**Task requirements:** Output every entry exactly as it appears.

**Input:**
PR #1584, opened 2022-08-12
Output zeros for missing rotation angle in NeXus save

### LINKED ISSUE #1556: Error when saving NeXus output
### Summary

The system raises a RuntimeError when trying to save the Flowers 512 x 512 dataset as a NeXus file.

### Steps To Reproduce

1) Load the Flowers 512 x 512 dataset
2) Click File -> Save as NeXus File

### Expected Behaviour

The file is saved successfully without an error.

### Current Behaviour

The system raises a RuntimeError, which is displayed in a dialog. A file seems to be output, although I haven't checked if the contents are correct.

### Context

Current main

### Failure Logs

```
File "/mantidimaging/gui/dialogs/async_task/task.py", line 49, in run
  File "/mantidimaging/core/utility/func_call.py", line 11, in call_with_known_parameters
    return func(**ka)
  File "/mantidimaging/gui/windows/main/model.py", line 90, in do_nexus_saving
    saver.nexus_save(self.datasets[dataset_id], path, sample_name)  # type: ignore
  File "/mantidimaging/core/io/saver.py", line 183, in nexus_save
    _nexus_save(nexus_file, dataset, sample_name)
  File "/mantidimaging/core/io/saver.py", line 233, in _nexus_save
    rotation_angle = sample_group.create_dataset("rotation_angle", data=np.concatenate(dataset.nexus_rotation_angles))
  File "/mantidimaging/core/data/dataset.py", line 138, in nexus_rotation_angles
    raise RuntimeError("Incomplete rotation angle data.")
RuntimeError: Incomplete rotation angle data.
2022-07-21 15:26:25,533 [mantidimaging.gui.windows.main.presenter:L174] ERROR: Failed to save data. Error: Incomplete rotation angle data.
2022-07-21 15:26:27,816 [mantidimaging.gui.mvp_base.presenter:L24] ERROR: Presenter error: Failed to save data. Error: Incomplete rotation angle data.
```

rbauststfc:
### Issue

Closes #1556

### Description

This is a short-term solution that it's likely we will want to re-work in future to allow more user choice. For now, though, we agreed with the users that we would output 0 in the NeXus file where rotation angles are missing. This also means we need to update the NeXus file loader to interpret a file with all zeros as not providing any rotation angles.

The way I've written the code handles this on a stack by stack basis, so if one of the stacks has missing projection angles then only that stack will have zeros written to the file, the rest of the stacks will retain any angle information. Similarly when loading, if a stack has all zero angles then it will have no projection angles set in MI, but other stacks created from the file could have angles if that information is present.

I'm not sure how likely it is that we would get a mixed file like this - it occurred to me because our test flowers dataset has angle information for the sample and flat, but not the dark images. If you loaded all the available information for that dataset into MI and then saved as NeXus, we would lose angle information if we didn't handle it stack by stack. The other approach would be to assume if any single stack doesn't have angle information then we should save zeros for all stacks - if this would be a more helpful assumption then I'm happy to refactor the changes in this PR.

I've tried to add sufficient unit test coverage for the different possibilities. I have also manually tested loading datasets with full, partial and no angle information and checked that a NeXus file is output that we're able to successfully re-load into MI.

I'm not sure how to view the contents of a NeXus file, so I've not been able to manually check the angle information being written to the file. I've done what I can with temporarily adding print/log statements to MI to check what is being output, however if there's a way to check the file contents then that would be helpful to know about.

### Documentation

Not required, fixes functionality introduced since the last release.

### DIFF
--- a/mantidimaging/core/data/dataset.py
+++ b/mantidimaging/core/data/dataset.py
@@ -139,6 +139,10 @@ class StrictDataset(BaseDataset):
         return [angles.value for angles in proj_angles]  # type: ignore
 
     @property
+    def num_nexus_angles_required(self) -> int:
+        return sum(image_stack.num_images for image_stack in self._nexus_stack_order)
+
+    @property
     def image_keys(self) -> List[int]:
         image_keys = []
         if self.dark_before is not None:
--- a/mantidimaging/core/data/dataset.py
+++ b/mantidimaging/core/data/dataset.py
@@ -133,14 +133,11 @@ class StrictDataset(BaseDataset):
 
     @property
     def nexus_rotation_angles(self) -> List[np.ndarray]:
-        proj_angles = [image_stack.real_projection_angles() for image_stack in self._nexus_stack_order]
-        if None in proj_angles:
-            raise RuntimeError("Incomplete rotation angle data.")
-        return [angles.value for angles in proj_angles]  # type: ignore
-
-    @property
-    def num_nexus_angles_required(self) -> int:
-        return sum(image_stack.num_images for image_stack in self._nexus_stack_order)
+        proj_angles = []
+        for image_stack in self._nexus_stack_order:
+            angles = image_stack.real_projection_angles()
+            proj_angles.append(angles.value if angles else np.zeros(image_stack.num_images))
+        return proj_angles
 
     @property
     def image_keys(self) -> List[int]:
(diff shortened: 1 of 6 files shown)


samtygier-stfc (approved):
Looks good. Thanks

**Answer area:**
PR #1584, opened 2022-08-12
Output zeros for missing rotation angle in NeXus save

### LINKED ISSUE #1556: Error when saving NeXus output
### Summary

The system raises a RuntimeError when trying to save the Flowers 512 x 512 dataset as a NeXus file.

### Steps To Reproduce

1) Load the Flowers 512 x 512 dataset
2) Click File -> Save as NeXus File

### Expected Behaviour

The file is saved successfully without an error.

### Current Behaviour

The system raises a RuntimeError, which is displayed in a dialog. A file seems to be output, although I haven't checked if the contents are correct.

### Context

Current main

### Failure Logs

```
File "/mantidimaging/gui/dialogs/async_task/task.py", line 49, in run
  File "/mantidimaging/core/utility/func_call.py", line 11, in call_with_known_parameters
    return func(**ka)
  File "/mantidimaging/gui/windows/main/model.py", line 90, in do_nexus_saving
    saver.nexus_save(self.datasets[dataset_id], path, sample_name)  # type: ignore
  File "/mantidimaging/core/io/saver.py", line 183, in nexus_save
    _nexus_save(nexus_file, dataset, sample_name)
  File "/mantidimaging/core/io/saver.py", line 233, in _nexus_save
    rotation_angle = sample_group.create_dataset("rotation_angle", data=np.concatenate(dataset.nexus_rotation_angles))
  File "/mantidimaging/core/data/dataset.py", line 138, in nexus_rotation_angles
    raise RuntimeError("Incomplete rotation angle data.")
RuntimeError: Incomplete rotation angle data.
2022-07-21 15:26:25,533 [mantidimaging.gui.windows.main.presenter:L174] ERROR: Failed to save data. Error: Incomplete rotation angle data.
2022-07-21 15:26:27,816 [mantidimaging.gui.mvp_base.presenter:L24] ERROR: Presenter error: Failed to save data. Error: Incomplete rotation angle data.
```

rbauststfc:
### Issue

Closes #1556

### Description

This is a short-term solution that it's likely we will want to re-work in future to allow more user choice. For now, though, we agreed with the users that we would output 0 in the NeXus file where rotation angles are missing. This also means we need to update the NeXus file loader to interpret a file with all zeros as not providing any rotation angles.

The way I've written the code handles this on a stack by stack basis, so if one of the stacks has missing projection angles then only that stack will have zeros written to the file, the rest of the stacks will retain any angle information. Similarly when loading, if a stack has all zero angles then it will have no projection angles set in MI, but other stacks created from the file could have angles if that information is present.

I'm not sure how likely it is that we would get a mixed file like this - it occurred to me because our test flowers dataset has angle information for the sample and flat, but not the dark images. If you loaded all the available information for that dataset into MI and then saved as NeXus, we would lose angle information if we didn't handle it stack by stack. The other approach would be to assume if any single stack doesn't have angle information then we should save zeros for all stacks - if this would be a more helpful assumption then I'm happy to refactor the changes in this PR.

I've tried to add sufficient unit test coverage for the different possibilities. I have also manually tested loading datasets with full, partial and no angle information and checked that a NeXus file is output that we're able to successfully re-load into MI.

I'm not sure how to view the contents of a NeXus file, so I've not been able to manually check the angle information being written to the file. I've done what I can with temporarily adding print/log statements to MI to check what is being output, however if there's a way to check the file contents then that would be helpful to know about.

### Documentation

Not required, fixes functionality introduced since the last release.

### DIFF
--- a/mantidimaging/core/data/dataset.py
+++ b/mantidimaging/core/data/dataset.py
@@ -139,6 +139,10 @@ class StrictDataset(BaseDataset):
         return [angles.value for angles in proj_angles]  # type: ignore
 
     @property
+    def num_nexus_angles_required(self) -> int:
+        return sum(image_stack.num_images for image_stack in self._nexus_stack_order)
+
+    @property
     def image_keys(self) -> List[int]:
         image_keys = []
         if self.dark_before is not None:
--- a/mantidimaging/core/data/dataset.py
+++ b/mantidimaging/core/data/dataset.py
@@ -133,14 +133,11 @@ class StrictDataset(BaseDataset):
 
     @property
     def nexus_rotation_angles(self) -> List[np.ndarray]:
-        proj_angles = [image_stack.real_projection_angles() for image_stack in self._nexus_stack_order]
-        if None in proj_angles:
-            raise RuntimeError("Incomplete rotation angle data.")
-        return [angles.value for angles in proj_angles]  # type: ignore
-
-    @property
-    def num_nexus_angles_required(self) -> int:
-        return sum(image_stack.num_images for image_stack in self._nexus_stack_order)
+        proj_angles = []
+        for image_stack in self._nexus_stack_order:
+            angles = image_stack.real_projection_angles()
+            proj_angles.append(angles.value if angles else np.zeros(image_stack.num_images))
+        return proj_angles
 
     @property
     def image_keys(self) -> List[int]:
(diff shortened: 1 of 6 files shown)


samtygier-stfc (approved):
Looks good. Thanks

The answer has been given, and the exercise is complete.